Namun kecemasan masih dapat ditoleransi kalau masih ringan, tetapi kalau sudah mengarah pada sikap panik akan termasuk kecemasan berat.

Dalam KBBI arti cemas adalah risau hati (karena khawatir, takut), gelisah. Sedangkan padanan kata cemas menurut Tesaurus.kemdikbud.go.id adalah takut, gamang, gelisah, gemetar, gentar, gugup, kecut hati, keder, khawatir, ngeri, panik, resah, risau, syak, waswas, galau, kalut, kacau, senewen.

Pendapat pakar

Rita L. Atkinson, dkk (1993:212) mengatakan bahwa kecemasan (anxiety) terjadi karena adanya ancaman fisik, ancaman terhadap diri sendiri, dan tekanan untuk melakukan sesuatu di luar kemampuannya.

Dengan demikian, kecemasan merupakan emosi yang tidak menyenangkan, istilahnya ada rasa khawatir, prihatin, dan rasa takut dengan tingkat yang berbeda-beda.

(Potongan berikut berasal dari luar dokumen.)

PR #1812, opened 2023-11-01
Allow custom Form class in `SuccessMessageMixin.form_valid()`

### LINKED ISSUE #1809: `SuccessMessageMixin` does not allow `form_valid` to be retyped
# Bug report

## What's wrong

When using the `SuccessMessageMixin`, it is impossible to retype `form_valid`, because it is already defined by `SuccessMessage`. #86 seems somewhat related, however, this bug is about the `form` argument.

```python
from django import forms
from django.contrib.messages.views import SuccessMessageMixin
from django.forms import ModelForm


class MyForm(forms.Form):
    pass


class Test(SuccessMessageMixin, ModelForm):
    def form_valid(self, form: MyForm):
        pass
```
This results in 
> evap/staff/views.py:1068: error: Argument 1 of "form_valid" is incompatible with supertype "SuccessMessageMixin"; supertype defines the argument type as "BaseForm"  [override]  
evap/staff/views.py:1068: note: This violates the Liskov substitution principle  
evap/staff/views.py:1068: note: See https://mypy.readthedocs.io/en/stable/common_issues.html#incompatible-overrides  
Found 1 error in 1 file (checked 122 source files)

## How it should be

It should be possible to narrow the type of `field` in `form_valid`. It should be possible, if `SuccessMessageMixin` becomes generic to supply the type of the filed:

```python
from django import forms
from django.contrib.messages.views import SuccessMessageMixin
from django.forms import ModelForm


class MyForm(forms.Form):
    pass


class Test(SuccessMessageMixin[MyForm], ModelForm):
    def form_valid(self, form: MyForm):
        pass
```

## System information

- OS: Arch Linux
- `python` version: 3.10
- `django` version: 4.2.0
- `mypy` version: 1.6.1

SukiCZ:
# I have made \<first contrib here\> things!

Allow to retype `form_valid` in `SuccessMessageMixin` as suggested in relate issue

```py
from django import forms
from django.contrib.messages.views import SuccessMessageMixin
from django.forms import ModelForm


class MyForm(forms.Form):
    pass


class Test(SuccessMessageMixin[MyForm], ModelForm):
    def form_valid(self, form: MyForm):
        pass
```

## Related issues
Closes #1809 - `SuccessMessageMixin` does not allow `form_valid` to be retyped

Feedback: Thanks for awesome library 😻

### DIFF
--- a/django-stubs/contrib/messages/views.pyi
+++ b/django-stubs/contrib/messages/views.pyi
@@ -1,8 +1,12 @@
+from typing import Generic, TypeVar
+
 from django.forms.forms import BaseForm
 from django.http.response import HttpResponse
 from django.utils.functional import _StrOrPromise
 
-class SuccessMessageMixin:
+_F = TypeVar("_F", bound=BaseForm)
+
+class SuccessMessageMixin(Generic[_F]):
     success_message: _StrOrPromise
-    def form_valid(self, form: BaseForm) -> HttpResponse: ...
+    def form_valid(self, form: _F) -> HttpResponse: ...
     def get_success_message(self, cleaned_data: dict[str, str]) -> _StrOrPromise: ...
--- a/ext/django_stubs_ext/patch.py
+++ b/ext/django_stubs_ext/patch.py
@@ -4,6 +4,7 @@ from typing import Any, Generic, Iterable, List, Optional, Tuple, Type, TypeVar
 from django import VERSION
 from django.contrib.admin import ModelAdmin
 from django.contrib.admin.options import BaseModelAdmin
+from django.contrib.messages.views import SuccessMessageMixin
 from django.contrib.sitemaps import Sitemap
 from django.contrib.syndication.views import Feed
 from django.core.files.utils import FileProxyMixin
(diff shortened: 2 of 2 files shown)


tests/typecheck/contrib/messages/test_views.yml
```diff
@@ -0,0 +1,15 @@
...
+      from django.forms import ModelForm
+      from django.http.response import HttpResponse
+
+
+      class MyForm(forms.Form):
+          pass
+
+
+      class Test(SuccessMessageMixin[MyForm], ModelForm):
+          def form_valid(self, form: MyForm) -> HttpResponse:
```
intgr: Thanks, but we don't add tests covering ordinary stubs (except for particularly complex cases). Covering stubs with tests would require more test code than actual type stub code :)

django-stubs/contrib/messages/views.pyi
```diff
@@ -1,8 +1,12 @@
+from typing import Generic, TypeVar
+
 from django.forms.forms import BaseForm
 from django.http.response import HttpResponse
 from django.utils.functional import _StrOrPromise
 
-class SuccessMessageMixin:
+_F = TypeVar("_F", bound=BaseForm)
+
+class SuccessMessageMixin(Generic[_F]):
```
intgr, line 9: Since you made this generic, it needs to be added to `django-stubs-ext` monkeypatching: `_need_generic` in `ext/django_stubs_ext/patch.py` (otherwise `SuccessMessageMixin[MyForm]` won't be allowed)

intgr (changes requested):
Thanks!

intgr (approved):
:+1: Thanks for your help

Jadi, rasa cemas atau kecemasan yang dialami orang-orang selama ini tampak berada di luar kemampuan sebagai sosok manusia. Ada perasaan tidak berdaya dan tidak mampu mengendalikan apa yang terjadi di luar.

Jalan yang ditempuh dengan cara menghindari dan menjauhkan diri dari sumber kecemasan tersebut.

Sigmund Freud (1856-1939) (dalam Atkinson, 1993:212), pendiri aliran psikoanalisis, adalah yang pertama kali yang memfokuskan diri tentang makna kecemasan.

Freud membedakan kecemasan menjadi dua bagian, yaitu kecemasan objektif dan kecemasan neurotis.

Kecemasan objektif adalah respons yang realistis terhadap bahaya eksternal, sama dengan rasa takut.

Kecemasan seperti ini persis seperti orang-orang menghadapi virus Corona (Covid-19), ada rasa takut yang berlebih karena sudah terbukti banyak yang terjangkit.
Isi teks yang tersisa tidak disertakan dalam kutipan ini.